Saturday, July 8, 2017

Chapter Four - A Change is Coming...

Don't forget to use the Book Chapter Directory on the right to read the Chapters in sequence. 
The following events are all true. Names and location have been changed.

Part 1: Love in a Harsh Landscape 
Chapter Four - A Change is Coming...

1910 South Africa

Marcelle reached for her fine paint brush, with one long motion she painted a simple line across the page. Instantly the nondescript scene became recognizable… the river Seine from the right bank. She smiled as she pictured the movement of the trees in a gentle Parisian breeze; she shut her eyes and imagined the people walking there. She saw the sun shining on the Pont Bridge, she heard the water lapping up against the yellow stones… When she focused on the page again she started to paint fluidly, forming grass, water, trees and a few people here and there…

The sun rose slowly over the home studio, Marcelle turned her head towards the light as if in a daze, her face was smeared with traces of pale blue and yellow. She placed her paintbrush into a tall beveled glass of water, and removed her spattered white apron. She walked gracefully to the large grey sink and washed her hands in the bucket of water there. Drying her hands, she started to carefully clean her fingernails. Traces of the night’s painting were in every crevice and fold of her skin. She smiled at the poetic nature of this. Frowned at the mess of it.
Un tel gâchis…Such a mess!” her smooth forehead crinkling with the finest of lines. Her delicate features were the envy of all of the women in town. Her dark hair rolled back neatly and pinned to her head in elaborate plaits, often caught the sun and shone with deep natural ebony – and no hint of grey.

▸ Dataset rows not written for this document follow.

PR #5435, opened 2026-04-14
feat: pubsub

nugaon:
# pubsub

A brokered publish/subscribe protocol over Bee's p2p layer, exposed to end-users via WebSocket.

## Overview

One node acts as a **broker**: it accepts p2p streams, validates incoming messages, and fans them out to all connected receivers. Other nodes connect as either a **publisher** (publish + receive) or a **subscriber** (receive only).

## Connection flow

```
WebSocket client
      │  HTTP GET /pubsub/{topic}  (broker peer multiaddr in HTTP request headers)
      ▼
api/pubsub.go  ──►  pubsub.Service.Connect  ──►  mode.Connect (opens p2p stream)
                                                         │
                                               Broker node — brokerHandler
                                                     ├─ readwrite=1  ──►  handlePublisher
                                                     └─ readwrite=0  ──►  handleSubscriber
```

The connecting node receives a `SubscriberConn` which is bridged to the WebSocket: inbound WS frames are forwarded to the p2p stream (publishers only); p2p frames from the broker are decoded and forwarded to the WS client (all connections).

## Mode system

Protocol-specific behaviour is isolated behind a `Mode` interface. The `Service` is mode-agnostic: it delegates header construction, message reading/validation, and broadcast formatting to the active mode. New protocol variants can be added by implementing `Mode` and registering a mode ID in `newMode`.

## GSOC Ephemeral mode (mode 1)

Messages are Single Owner Chunks (SOC) signed by the holder of the topic's private key. The topic address is derived from the SOC owner public key and an arbitrary topic ID, so only the key holder(s) can publish and the messages carry full SOC wrapping.

### Publisher → Broker (p2p)

```
[ sig: 65 B ][ span: 8 B LE ][ payload: up to 4 KB ]
```

The broker verifies the ECDSA signature on every message before broadcasting.

### Broker → Subscriber (p2p)

Every broker frame begins with a 1-byte message type. `0x01` is reserved at the **service level** and is valid across all modes; all other type bytes are mode-specific and decoded by the active mode implementation.

| First byte | Level | Meaning | Payload |
|---|---|---|---|
| `0x01` | service | Ping | _(no fields — keepalive sent every 30 s)_ |
| `0x02` | GSOC mode | Handshake + data | `[SOC ID: 32 B][owner: 20 B][sig: 65 B][span: 8 B][payload: N B]` |
| `0x03` | GSOC mode | Data only | `[sig: 65 B][span: 8 B][payload: N B]` |

The handshake frame (SOC identity metadata) is sent once per topic on the first broadcast. Subsequent messages are data-only. Ping frames are consumed by `readServiceMessage` before mode dispatch and never surfaced to the WebSocket client.

### WebSocket (both directions)

Both the publisher (inbound) and subscriber (outbound) see the raw SOC payload:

There was talk about her using a natural dye called Henna, from the local spice traders and passing migrant laborers, but this was not so. She walked towards the window, leaning on the sill; she smiled out at the new day,
Bienvenue soleil du matin… Welcome morning sun.”

Henri de la Terre drove his shining Ford Model N up their short tree lined drive, he had bought it from a Mr Georges Chapard (also conveniently a Frenchman) as he travelled throughout Natal selling the popular car. As Henri jumped from the cabby, two teenaged boys ran giggling out from the shade under the house, and started to lead two shabby horses that were tied to the railing, to the back of the house.
“Make sure they get water and some food.”
“Yes Baas.” The Swazi twins Mahlosane and Sambulo chimed in unison at their boss, and led the horses away chatting loudly to each other. Henri was also a good man, he was fair. Their mother, Nosi, a Swazi migrant had worked at the house until she died from influenza a few years before, Mahlo and Sam both worked as all-rounders, running errands, fixing odds and ends, maintaining the gardens and watching over the Madam when Henri was not home. They would leave the two horses tied to the gate so that people passing by would know that someone was home visiting the lady of the house.
He opened the front door of his home and made his way inside,
“Marcelle? Good morning! Where are you love?” He stopped at each doorway peeking inside to see if she was perhaps buried in a good book or maybe out taking a short walk.
“I am here my love, in the library.”
Henri sped up his steps, seeing his wife was quite possibly the best part of his day, every day. A man could not have asked for a better woman. Industrious, talented and kind hearted. He stopped at the Library and knocked politely, Marcelle played along,
“Who is it?”
“May I come in Madam?”
“But of course!” Marcelle laughed and stood quickly to receive her husband with a loving hug. In public they were the picture of a ‘proper marriage’ but in their own home they were very affectionate and enjoyed each others company very much.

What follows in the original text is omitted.